(DATASET EXCERPTS)

PR #214, opened 2021-09-21
CBAPI-2383 - User guide - tutorial in RTD

abowersox-cb:
## Pull request checklist

https://jira.carbonblack.local/browse/CBAPI-2383

## Pull Request Description

Added Guide page for Recommendations API.

- [ ] Yes
- [x] No

## How Has This Been Tested?

Docs checked in RST formatter.

### DIFF
--- a/docs/recommendations.rst
+++ b/docs/recommendations.rst
@@ -1,0 +1,81 @@
+Recommendations
+===============
+
+Recommendations offer a quick shortcut for helping tune your policy configurations in an environment, by providing
+suggested reputation overrides which you may add to improve your policy. They can speed up the process of tuning your
+policy to an environment, rather than having to manually investigate endpoint activity and reconfigure the policy in
+response to those investigations.
+
+The Carbon Black Cloud SDK for Python offers assistance for dealing with Recommendations.
+
+Getting the List of Recommendations
+-----------------------------------
+
+By querying the ``Recommendation`` object, you can see which recommendations have already been generated for you by
+the Carbon Black Cloud.
+
+::
+
+    >>> from cbc_sdk import CBCloudAPI
+    >>> api = CBCloudAPI(profile='sample')
+    >>> from cbc_sdk.endpoint_standard import Recommendation
+    >>> query = api.select(Recommendation).set_statuses(['NEW', 'ACCEPTED', 'REJECTED']).sort_by('impact_score', 'DESC')
+    >>> recslist = list(query)
+    >>> for rec in recslist:
+    ...     print(f"{rec.recommendation_id} - {rec.workflow_.status} - {rec.impact_.impact_score}")
+    ...
+    5e6926d4-0c55-4757-a94d-e05883d5ee4c - ACCEPTED - 1.1710311
+    c9221b98-f64c-45dc-acb4-93caacd9dcee - ACCEPTED - 0.71904415
+    8afdcebc-12ca-4b63-8d8f-2d8055b652f2 - NEW - 0.6051892
+    100503cd-1897-425f-93b5-1ccba320438d - ACCEPTED - 0.2678737
+    b44586ea-4bba-4684-addb-d4934c10b3e2 - NEW - 0.1663951
+    3f89a837-034c-4b81-9f4c-f673a36ccb5c - NEW - 0.11177378
+    d9a9a122-8440-44d2-9fa4-84e77345155b - ACCEPTED - 0.08829709
+    7fcb6092-7adb-4069-861b-fed439d5f22a - REJECTED - 0.063399866
+    26ddb565-aff6-4b68-895c-fc286aa5f101 - ACCEPTED - 0.05499694
+    908e691e-5dbf-4028-bb52-a41cedada2f9 - ACCEPTED - 0.016786003
+
+**N.B.:** If you do not set status values on the recommendation query with ``set_statuses()``, the search defaults to
+looking for ``NEW`` recommendations *only.*
+
+Recommendations Workflow
+------------------------
+
+Individual recommendations in the ``NEW`` state may be accepted or rejected by calling their ``accept()`` or
+``reject()`` methods, respectively.
+
+::
+
+    # Continued from first example
+    >>> sublist = [rec for rec in recslist if rec.workflow_.status == 'NEW']
+    >>> sublist[0].accept('Comment for acceptance')
+    >>> print(sublist[0].workflow_.status)
+    ACCEPTED
+    >>> sublist[1].reject('Comment for rejection')
+    >>> print(sublist[1].workflow_.status)
+    REJECTED
+
+Individual recommendations in the ``ACCEPTED`` or ``REJECTED`` states may be reverted to the ``NEW`` state by calling
+their ``reset()`` method.
+
+::
+
+    # Continued from first example
+    >>> sublist = [rec for rec in recslist if rec.workflow_.status == 'REJECTED']
+    >>> sublist[0].reset()
+    >>> print(sublist[0].workflow_.status)
+    NEW
+
+Recommendations and Reputation Overrides
+----------------------------------------
+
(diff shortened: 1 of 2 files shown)


docs/recommendations.rst
```diff
@@ -0,0 +1,81 @@
...
+
+    >>> from cbc_sdk import CBCloudAPI
+    >>> api = CBCloudAPI(profile='sample')
+    >>> from cbc_sdk.endpoint_standard import Recommendation
+    >>> query = api.select(Recommendation).set_statuses(['NEW', 'ACCEPTED', 'REJECTED']).sort_by('impact_score', 'DESC')
+    >>> recslist = list(query)
+    >>> for rec in recslist:
+    ...     print(f"{rec.recommendation_id} - {rec.workflow_.status} - {rec.impact_.impact_score}")
+    ...
+    5e6926d4-0c55-4757-a94d-e05883d5ee4c - ACCEPTED - 1.1710311
```
mikethecanuck-cb, line 27: I don't know if this is possible, but for an API consumer it would be far superior to display the recommendation text than the recommendation ID. The ID is necessary for performing operations, but I can't make an effective decision which to leverage if I don't know what it's recommending.

Unfortunately because I can't find any recommendations in any of my test orgs I'm not sure what exactly to suggest here.

docs/recommendations.rst
```diff
@@ -0,0 +1,81 @@
...
+Recommendations Workflow
+------------------------
+
+Individual recommendations in the ``NEW`` state may be accepted or rejected by calling their ``accept()`` or
+``reject()`` methods, respectively.
+
+::
+
+    # Continued from first example
+    >>> sublist = [rec for rec in recslist if rec.workflow_.status == 'NEW']
```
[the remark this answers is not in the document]
mikethecanuck-cb: That's def some clever Python, but I definitely wouldn't have known what it's actually doing so I would've just closed my eyes and prayed that I never had to alter it

docs/recommendations.rst
```diff
@@ -0,0 +1,81 @@
...
+
+A recommendation in the ``ACCEPTED`` state will have a reputation override created for it.  You can retrieve that
+object with the ``reputation_override()`` method.
+
+::
+
+    # Continued from first example
+    >>> sublist = [rec for rec in recslist if rec.workflow_.status == 'ACCEPTED']
+    >>> reputation_override = sublist[0].reputation_override()
+    >>> print(reputation_override.id)
```
mikethecanuck-cb, line 80: Here too, printing the reputation override internal ID is a good start (if I just want to catalogue this for later), but it would be even better (especially for demonstration code like this, that helps me as a reader understand what the code's actually doing) to show the override's metadata - the list, type, description and value

docs/recommendations.rst
abowersox-cb: This is just an _example._ It is not intended to teach the reader _everything_ about dealing with recommendations, just show how the API accesses them.

docs/recommendations.rst
abowersox-cb: Again, this is just an _example._ Besides, the details of reputation overrides are beyond the scope of this guide, which deals with _recommendations._

avanbrunt-cb: I would disagree Reputation Overrides is a key detail of Recommendations. The guide doesn't need to be specifically targeted instead it should focus on the entire experience of the feature

avanbrunt-cb: You could also change the print to be `>>> print(reputation_override)` as I believe we have `__str__` functions in the base class which does a better job of showing more of the objects details

avanbrunt-cb: It's likely that people will copy directly from a guide to try something so having valuable content is key

docs/recommendations.rst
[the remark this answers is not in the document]
abowersox-cb: All the examples have been expanded so they don't depend on the first one.  (I executed the code that way in the first place to save time not having to run more queries, but it can be done another way.)

docs/recommendations.rst
abowersox-cb: > You could also change the print to be `>>> print(reputation_override)` as I believe we have `__str__` functions in the base class which does a better job of showing more of the objects details

Yeah, I saw that, but the output looked ugly, so I switched to just printing the ID.

avanbrunt-cb: If the output looked ugly then does that need fixed for this specific object? We can override the `__str__` method

abowersox-cb: No, I just think the way we output the objects is kind of ugly to put in example pages. But I see Reputation Override includes at least one on its page, so I'll change over to doing that if it'll let this page get past review.

emitreva-cb (approved):

docs/recommendations.rst
mikethecanuck-cb: I appreciate that examples can't spell out everything, but on the assumption that some users will copy our code and run it as-is - and to illustrate something more recognizable to the user (make the connection to the thing we're pulling out with this script - nearly any other attribute would be more relevant/illustrative than the random identifier value. If it'd help for me to suggest something, I'd love to help - but I don't know of an org where there are Recommendations *and* where I can generate an API key.

docs/recommendations.rst
mikethecanuck-cb: If I'm following the updated content correctly, looks like it's now "calling" print(reputation_override) and showing a pretty-printed columnular-ish display of all the properties of the outcome of accepting the recommendation - which is awesome. Thank you!

docs/recommendations.rst
abowersox-cb: I have revised this example to include also the filename and override list fields from the new rule.  This is the best I can do for you; it's _hard_ finding a combination of fields that will convey useful information, given how many of the Recommendations in our dev organization have "junk" values for some of those fields (like `None`). It took me four tries before I came up with _this_ combination, and, even then, I had to cut a _lot_ of the returned records because they had `None` in one of the columns, like the filename one.

avanbrunt-cb: What does it look like when you do `print(rec)`? Given the subclass structure of the object does it print all of the necessary fields? Does this class need a custom `__str__` method?

abowersox-cb: That is what we call a Darn Good Question. Fortunately, I have an answer:
[output_list.txt](https://github.com/carbonblack/carbon-black-cloud-sdk-python/files/7237964/output_list.txt)

As you can see, this output is both (a) truncated in the case of the subobjects, and (b) _way_ too long to include as sample output in the middle of a guide doc, even if I edited it down.

avanbrunt-cb: I would consider overriding the `__str__` method for Recommendation and implement something that does a better job of printing that. Similar to what we need to `Process.Tree` and `Process.Summary`

abowersox-cb: It's a little late in the game to go back and change the code, isn't it?

avanbrunt-cb: I'm not asking for something to change but rather to make an additive change to include a `__str__` function in the Recommendation class to better print that what is currently being exposed

mikethecanuck-cb: On the inline example front you nailed it @abowersox-cb - thank you for pawing through the data to show something that's more immediately recognizable as the kinds of outcomes the API allows.

I can see the value of such a `__str__` function, and would gladly support that if it could accompany this guidance.

abowersox-cb: Is there a way we can just declare what we have as Good Enough For Now, finish this ticket, and then create another one to deal with the `__str__` issue? Because putting that in seems to be going _way_ out of scope for this particular ticket.

avanbrunt-cb: Sure. As long as it is finished before the release

avanbrunt-cb (approved):

PR #221, opened 2021-10-04
Adding macOS's Keychain Access as an authentication handler

dganev-cb:
## Pull request checklist

Please check if your PR fulfils the following requirements:

https://jira.carbonblack.local/browse/CBAPI-2273

## Pull Request Description
Adding macOS's keychain as an alternative to our other authenticators.

- [x] No

## How Has This Been Tested?
Manually, using automated tests.


dganev-cb:
The thing that breaks the redhat build is the cryptography package. The latest versions require `rust-setuptools` and a rust compiler into the system. 

The `keyring` dependency requires the package. REF: https://github.com/pyca/cryptography/issues/5771

dganev-cb:
I've suggested to the author to split the dependencies into extras: https://github.com/jaraco/keyring/issues/532

setup.py
```diff
@@ -26,7 +26,8 @@
     'protobuf',
     'schema',
     'solrq',
-    'validators'
+    'validators',
+    'keyring'
```
avanbrunt-cb, line 30: Have you considered making this a platform specific dependency? `MacOS == Darwin` See https://setuptools.pypa.io/en/latest/userguide/dependency_management.html#platform-specific-dependencies

dganev-cb: Yes, I completely forgot about this, thank you. I will add a comment for the future in case we want to support other platforms and tools such as Linux or other specific backends since that keyring supports a lot of credential managers.

bin/set-macos-keychain.py
```diff
@@ -0,0 +1,209 @@
...
+        file (str | Path): The cbc credential file.
+    """
+    parser = configparser.ConfigParser()
+    parser.read(file)
+    for section in parser.sections():
+        # reusing the parsing of the credentials because it is redundant to implement it twice
+        credentials = FileCredentialProvider(credential_file=file).get_credentials(section=section)
+        json_obj = {}
+        # replacing the CredentialValue's __str__ representation to get the default names.
+        for k, v in vars(credentials)["_values"].items():
```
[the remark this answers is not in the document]
dganev-cb: Yup, that would make more sense since this is a bit hacky.

bin/set-macos-keychain.py
```diff
@@ -0,0 +1,209 @@
...
+
+    Args:
+        args (Namespace): The parsed args from the ArgumentParser.
+    """
+    _args = vars(args)
+    if not _args["keychain_entry"]:
+        _args["keychain_entry"] = "CBC SDK API"
+    if not _args["keychain_account"]:
+        _args["keychain_account"] = "default"
+    keyring.set_password(_args["keychain_entry"], _args["keychain_account"], json.dumps(_args))
```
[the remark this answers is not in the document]
avanbrunt-cb: As you are dumping the entirety of `_args` into the value of the keychain entry this is the only case where you include the `keychain_account` and `keychain_entry` as properties/keys within the value of the entry. I would recommend not adding defaults values to the object and instead extract out the values into local variables like so

```
    _args = vars(args)
    keychain_entry = _args.pop("keychain_entry", "CBC SDK API")
    keychain_account = _args.pop("keychain_account", "default")
```

setup.py
avanbrunt-cb: You initial attempt was only a partial implementation. See this PR https://github.com/carbonblack/carbon-black-cloud-sdk-python/pull/225 on how it could be performed. However let's raise this in stand up tomorrow to discuss adding support for more than macOS as the keyring package supports other OS keyrings

Issue #217, opened 2021-09-27
[BUG] Bulk user deletion cannot be accomplished - grants are not deleted


dario-br:
I am unable to delete a user because grants are not deleted previously:

- OS: Windows 10
- Carbon Black Cloud Products: Platform (Users)
- Python Version: 3.6.5

**Describe the bug**
When I try to delete a list of users I receive a 409 error from the API indicating me that the grants should be deleted previously. Bulk deletion method for User class does not check previously for existing Grants.

**Steps to Reproduce**
```
cb = CBCloudAPI(profile=profile)
# Searches for all the users with the given email addresses
user_list = cb.select(User).email_addresses(email_list).all()
User.bulk_delete(user_list)
```

`cbc_sdk.errors.ClientError: Received error code 409 from API: {"success":false,"message":"The user's grant should be deleted first"}
`
**Expected behavior**
First, delete grants associated to each user and then proceed with the user deletion.

**Workaround** 
Code should do something like, User.bulk_delete:
```
[..]
        for user in users:
            grant = user.grant()
            if grant:
                grant.delete()
            user.delete()
```

abowersox-cb:
PR #233 fixes this issue and has been merged to develop, so it will be included in the next release.

PR #233, opened 2021-10-19
CBAPI-3122: Delete User Grant Before Deleting User

abowersox-cb:
## Pull request checklist

https://jira.carbonblack.local/browse/CBAPI-3122 (also GitHub #217)

## Pull Request Description

The delete() method on User was failing if the user had an outstanding access grant.  We modify the delete() to check for an access grant on the user, and, if one exists, delete the grant before deleting the user.

- [ ] Yes
- [x] No

## How Has This Been Tested?

New unit tests have been written for the User.delete(), covering both the cases where the user has and does not have a grant. The test for User.bulk_delete() has also been updated.

The script 
[delete_user.py.txt](https://github.com/carbonblack/carbon-black-cloud-sdk-python/files/7376862/delete_user.py.txt) is a sample script that deletes a user from the command line given the user's E-mail address. The text log
[before-and-after.txt](https://github.com/carbonblack/carbon-black-cloud-sdk-python/files/7376863/before-and-after.txt) shows the output from that script both before and after the fix to User.delete() was applied.

### DIFF
--- a/bin/set-macos-keychain.py
+++ b/bin/set-macos-keychain.py
@@ -11,17 +11,15 @@
 # * WARRANTIES OR CONDITIONS OF MERCHANTABILITY, SATISFACTORY QUALITY,
 # * NON-INFRINGEMENT AND FITNESS FOR A PARTICULAR PURPOSE.
 
-__doc__ = """
+"""
 Helper script for adding an entry into macos's keychain.
 
 Use the script by simply invoking it without any system arguments to
 import your configuration from a file or manually by inputs.
 
-Invoke it with system arguments to create an entry without having to type the credentials
-manually.
+Invoke it with system arguments to create an entry without having to type the credentials manually.
 
 Examples:
-
     Using system arguments:
     $ ./set-macos-keychain.py -e CBC_SDK -a default -t <TOKEN> -k <ORG_KEY> -u <URL>
 
--- a/src/tests/unit/platform/test_users.py
+++ b/src/tests/unit/platform/test_users.py
@@ -13,7 +13,7 @@ from tests.unit.fixtures.platform.mock_users import (GET_USERS_RESP, GET_USERS_A
                                                      EXPECT_USER_ADD, EXPECT_USER_ADD_SMALL, EXPECT_USER_ADD_V1,
                                                      EXPECT_USER_ADD_V2, EXPECT_USER_ADD_BULK1, EXPECT_USER_ADD_BULK2,
                                                      USER_ADD_SUCCESS_RESP, USER_ADD_FAILURE_RESP)
-from tests.unit.fixtures.platform.mock_grants import (DETAILS_GRANT1, EXPECT_CHANGE_ROLE_GRANT1,
+from tests.unit.fixtures.platform.mock_grants import (DETAILS_GRANT1, EXPECT_CHANGE_ROLE_GRANT1, EXPECT_DELETE_GRANT1,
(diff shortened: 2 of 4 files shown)


bin/set-macos-keychain.py
```diff
@@ -11,17 +11,15 @@
 # * WARRANTIES OR CONDITIONS OF MERCHANTABILITY, SATISFACTORY QUALITY,
 # * NON-INFRINGEMENT AND FITNESS FOR A PARTICULAR PURPOSE.
 
-__doc__ = """
```
abowersox-cb, line 14: Changes in this file are only because it showed flake8 errors when I ran flake8 across the entire project.

src/tests/unit/platform/test_users.py
```diff
@@ -94,20 +94,6 @@ def check_put(url, body, **kwargs):
     assert user.email == 'jsheridan@zhadum.net'
 
 
-def test_get_and_delete_user(cbcsdk_mock):
```
abowersox-cb, line 97: This test was removed because it is replaced by two tests, below.

emitreva-cb (approved):

src/tests/unit/platform/test_users.py
```diff
@@ -269,6 +255,27 @@ def test_get_grant(cbcsdk_mock):
     assert grant.roles == ["psc:role::SECOPS_ROLE_MANAGER", "psc:role:test:APP_SERVICE_ROLE"]
 
 
+def test_delete_user_without_grant(cbcsdk_mock):
```
dganev-cb, line 258: I think those tests will always pass since there is no assertion or anything that checks if the user is actually deleted.

dganev-cb (changes requested):

src/tests/unit/platform/test_users.py
abowersox-cb: _Any_ exception will be a "fail" on the test. There shouldn't be a need to check for a specific one.

src/tests/unit/platform/test_users.py
```diff
@@ -269,6 +255,27 @@ def test_get_grant(cbcsdk_mock):
...
+    """Tests deleting a user that does not have a grant."""
+    cbcsdk_mock.mock_request('GET', '/appservices/v6/orgs/test/users', GET_USERS_RESP)
+    cbcsdk_mock.mock_request('POST', '/access/v2/grants/_fetch', wrap_grant(None))
+    cbcsdk_mock.mock_request('DELETE', '/appservices/v6/orgs/test/users/3911', None)
+    api = cbcsdk_mock.api
+    user = api.select(User).user_ids([3911]).one()
```
avanbrunt-cb, line 264: This should use our better practice like so
```
user = api.select(User, 3911)
```

src/tests/unit/platform/test_users.py
abowersox-cb: This has been done. Take the new delete() code out now and the two tests will both fail with the assert message, "Grant should have been checked for prior to deleting user".

src/tests/unit/platform/test_users.py
abowersox-cb: Actually, I'm wrong, the code has a contingency for that by calling _refresh(), which knows how to fake it. I'll change this.

avanbrunt-cb: Perfect!

avanbrunt-cb (approved):
LGTM. Thanks for the extra verification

(End DATASET EXCERPTS)

**EXERCISE REQUIREMENTS:** Where a line in the records above contains the word "page", copy that line.

**EXPECTED ANSWER:**
Added Guide page for Recommendations API.
abowersox-cb: No, I just think the way we output the objects is kind of ugly to put in example pages. But I see Reputation Override includes at least one on its page, so I'll change over to doing that if it'll let this page get past review.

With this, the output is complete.